1
votes
import os
import shutil
import codecs


directory = '~/Desktop/ra/clean_tokenized/1987'

for filename in os.listdir(directory):
    full_name = directory + '/' + filename
    with open(full_name, 'r') as article:
        for line in article:
            print(line)

Here's the traceback:

Traceback (most recent call last): File "~/Desktop/corpus_filter/01_corpus.py", line 11, in for line in article: File "~/.conda/envs/MangerRA/lib/python3.7/codecs.py", line 322, in decode (result, consumed) = self._buffer_decode(data, self.errors, final) UnicodeDecodeError: 'utf-8' codec can't decode byte 0x80 in position 3131: invalid start byte

The file contains Japanese characters and I'm just trying make a CSV file with all the words that have come up in the files. But I can't get over this error.

1

1 Answers

1
votes

Python is trying to open your file using the UTF-8 encoding (which is the default most of the time these days). Unfortunately, your file is using some other encoding (or is otherwise corrupted), and so the decoding fails.

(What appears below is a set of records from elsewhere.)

PR #3812, opened 2020-10-27
no more impostor comets

belisarius222:
Only treat an address as a comet if it's bigger than 64 bits.  Otherwise, a comet could impersonate a different kind of ship, which posed security problems.  This PR changes comet generation in Zuse, and comet validation in Ames.  I'm not aware of other places where this validation would be necessary, but it's possible others exist.

### DIFF
--- a/pkg/arvo/sys/vane/ames.hoon
+++ b/pkg/arvo/sys/vane/ames.hoon
@@ -1046,6 +1046,9 @@
   ++  on-hear-open
     |=  [=lane =packet ok=?]
     ^+  event-core
+    ::  assert the comet can't pretend to be a moon or other address
+    ::
+    ?>  (lth 64 (met 0 sndr.packet))
     ::  if we already know .sndr, ignore duplicate attestation
     ::
     =/  ship-state  (~(get by peers.ames-state) sndr.packet)
--- a/pkg/arvo/sys/vane/ames.hoon
+++ b/pkg/arvo/sys/vane/ames.hoon
@@ -1048,7 +1048,7 @@
     ^+  event-core
     ::  assert the comet can't pretend to be a moon or other address
     ::
-    ?>  (lth 64 (met 0 sndr.packet))
+    ?>  ?=(%pawn (clan:title sndr.packet))
     ::  if we already know .sndr, ignore duplicate attestation
     ::
     =/  ship-state  (~(get by peers.ames-state) sndr.packet)
--- a/pkg/arvo/sys/zuse.hoon
+++ b/pkg/arvo/sys/zuse.hoon
@@ -9176,7 +9176,7 @@
     =/  who=ship  `@`fig:ex:cub
     ::  disallow 64-bit or smaller addresses
     ::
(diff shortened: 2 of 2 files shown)


pkg/arvo/sys/vane/ames.hoon
```diff
@@ -1056,6 +1056,9 @@
     ?>  ?=(@ content.packet)
     =+  ;;  [signature=@ signed=@]  (cue content.packet)
     =+  ;;  =open-packet            (cue signed)
+    ::  assert the comet can't pretend to be a moon or other address
+    ::
+    ?>  (gth 64 (met 0 sndr.packet))
```
ohAitch, line 1061: Should this also just use `clan:title`? We probably don't want 129-bit "comets" either…

pkg/arvo/sys/zuse.hoon
```diff
@@ -2173,6 +2173,74 @@
     ++  oath  @                                         ::  signature
     --  ::  pki
   --  ::  jael
+::                                                      ::::
+::::                      ++lenz                          ::  (1l) scry network
+  ::                                                    ::::
```
ohAitch, line 2178: This core at minimum seems unrelated to the commit message

belisarius222: oops, cross-talk from another line of work -- will remove, apologies

pkg/arvo/sys/vane/ames.hoon
belisarius222: unnecessary -- `sndr.packet` is read from a 128-bit slot in the packet, not from a jammed noun

belisarius222:
ok, cleaned up the git snafu

joemfb:
FWIW, i'd be really tempted to just write these as `?>  ?=(%pawn (clan:title some-ship))`.

ohAitch:
Have the "is a bitwidth check" in the comments and "is a ship class check" in the code instead of the other way around :P

belisarius222:
Ah, yeah I could add this check to `+clan:title` if it isn't implicitly there.  That would be cleaner.

belisarius222:
redid it using `+clan:title`

joemfb:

Unfortunately, I can't tell what encoding your file uses. You'll have to investigate that yourself. You might try another encoding like Shift JIS (using open(full_name, 'r', encoding='shift-jis')), and see if you get valid text or mojibake.

If all else fails, you can open the file in binary mode ('rb' rather than just 'r'), and check out what is located at byte 3131 and immediately afterwards. It may be just a messed up bit of data in the file that you can delete or fix manually.